Land-use change occurs nowhere more rapidly than in the tropics, where the imbalance between deforestation and forest regrowth has large consequences for the global carbon cycle. However, considerable uncertainty remains about the rate of biomass recovery in secondary forests, and how these rates are influenced by climate, landscape, and prior land use. Here we analyse aboveground biomass recovery during secondary succession in 45 forest sites and about 1,500 forest plots covering the major environmental gradients in the Neotropics.
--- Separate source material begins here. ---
PR #718, opened 2025-04-14
GH-698: Improve and fix Avro read consumers

### LINKED ISSUE #698: Avro support - Improve existing read capabilities

Raising this ticket as a second step on Avro support, following on from #615.  On this ticket I'd like to cover:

The studied secondary forests are highly productive and resilient. Aboveground biomass recovery after 20 years was on average 122 megagrams per hectare (Mg ha(-1)), corresponding to a net carbon uptake of 3.05 Mg C ha(-1) yr(-1), 11 times the uptake rate of old-growth forests. Aboveground biomass stocks took a median time of 66 years to recover to 90% of old-growth values. Aboveground biomass recovery after 20 years varied 11.3-fold (from 20 to 225 Mg ha(-1)) across sites, and this recovery increased with water availability (higher local rainfall and lower climatic water deficit). We present a biomass recovery map of Latin America, which illustrates geographical and climatic variation in carbon sequestration potential during forest regrowth. The map will support policies to minimize forest loss in areas where biomass resilience is naturally low (such as seasonally dry forest regions) and promote forest regeneration and restoration in humid tropical lowland areas with high biomass resilience.